» **TASK DETAILS**: Give back all the records exactly, keeping every line whole.
↓
PR #730, opened 2025-02-01
Add integration tests with Bum (JavaScriptCore)

Borewit:
Add integration for [Bum](https://bun.sh/) 1.2. Bum is based on the [JavaScriptCore](https://github.com/apple-opensource/JavaScriptCore) (which is also used in the Apple Safari web browser).

### DIFF
--- a/.github/workflows/main.yml
+++ b/.github/workflows/main.yml
@@ -3,8 +3,8 @@ on:
   - push
   - pull_request
 jobs:
-  test:
-    name: Node.js ${{ matrix.node-version }}
+  test-nodejs:
+    name: Node.js (V8) ${{ matrix.node-version }}
     runs-on: ubuntu-latest
     strategy:
       fail-fast: false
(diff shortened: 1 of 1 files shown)


sindresorhus:
I don't really see the need for this. Bun promises Node.js compatibility. For cases where this is not working, it's up to Bun to fix it, not us. So I think this change will just slow us down.

Borewit:
My actual objective was actually not be Bum complaint, but to be compatible with modern commonly used web browsers, which in view are: 
1. Chromium (Chrome & Edge)
2. Firefox 
3. Apple Safari

The dependencies [strtok3](https://github.com/Borewit/strtok3) and [peek-readable](https://github.com/Borewit/peek-readable) used to require a [ReadableStream](https://developer.mozilla.org/en-US/docs/Web/API/ReadableStream) that supports a [ReadableStreamBYOBReader](https://developer.mozilla.org/en-US/docs/Web/API/ReadableStreamBYOBReader). Same for the [Blob](https://developer.mozilla.org/en-US/docs/Web/API/Blob/Blob) where the [stream()](https://developer.mozilla.org/en-US/docs/Web/API/Blob/stream) should return such [ReadableStream](https://developer.mozilla.org/en-US/docs/Web/API/ReadableStream).

The issue is that Apple Safari does not support the BYOB flavor, so recently I started to implement fallbacks to [ReadableStreamDefaultReader](https://developer.mozilla.org/en-US/docs/Web/API/ReadableStreamDefaultReader). But I do have a challenge testing this properly as do not have a way to run Safari. 

As believe this is the only issue remaining of being Node.js / browser cross compatible, I thought it would nice to address that one.

This PR this actually not meet the objective at all:
1. The tests are still run by Node.js, so the results have no value
2. Bun does support BYOB, so it not the right engine to mimic the Safari behavior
↑
» **RESULT FOR THIS TASK**:
PR #730, opened 2025-02-01
Add integration tests with Bum (JavaScriptCore)

Borewit:
Add integration for [Bum](https://bun.sh/) 1.2. Bum is based on the [JavaScriptCore](https://github.com/apple-opensource/JavaScriptCore) (which is also used in the Apple Safari web browser).

### DIFF
--- a/.github/workflows/main.yml
+++ b/.github/workflows/main.yml
@@ -3,8 +3,8 @@ on:
   - push
   - pull_request
 jobs:
-  test:
-    name: Node.js ${{ matrix.node-version }}
+  test-nodejs:
+    name: Node.js (V8) ${{ matrix.node-version }}
     runs-on: ubuntu-latest
     strategy:
       fail-fast: false
(diff shortened: 1 of 1 files shown)


sindresorhus:
I don't really see the need for this. Bun promises Node.js compatibility. For cases where this is not working, it's up to Bun to fix it, not us. So I think this change will just slow us down.

Borewit:
My actual objective was actually not be Bum complaint, but to be compatible with modern commonly used web browsers, which in view are: 
1. Chromium (Chrome & Edge)
2. Firefox 
3. Apple Safari

The dependencies [strtok3](https://github.com/Borewit/strtok3) and [peek-readable](https://github.com/Borewit/peek-readable) used to require a [ReadableStream](https://developer.mozilla.org/en-US/docs/Web/API/ReadableStream) that supports a [ReadableStreamBYOBReader](https://developer.mozilla.org/en-US/docs/Web/API/ReadableStreamBYOBReader). Same for the [Blob](https://developer.mozilla.org/en-US/docs/Web/API/Blob/Blob) where the [stream()](https://developer.mozilla.org/en-US/docs/Web/API/Blob/stream) should return such [ReadableStream](https://developer.mozilla.org/en-US/docs/Web/API/ReadableStream).

The issue is that Apple Safari does not support the BYOB flavor, so recently I started to implement fallbacks to [ReadableStreamDefaultReader](https://developer.mozilla.org/en-US/docs/Web/API/ReadableStreamDefaultReader). But I do have a challenge testing this properly as do not have a way to run Safari. 

As believe this is the only issue remaining of being Node.js / browser cross compatible, I thought it would nice to address that one.

This PR this actually not meet the objective at all:
1. The tests are still run by Node.js, so the results have no value
2. Bun does support BYOB, so it not the right engine to mimic the Safari behavior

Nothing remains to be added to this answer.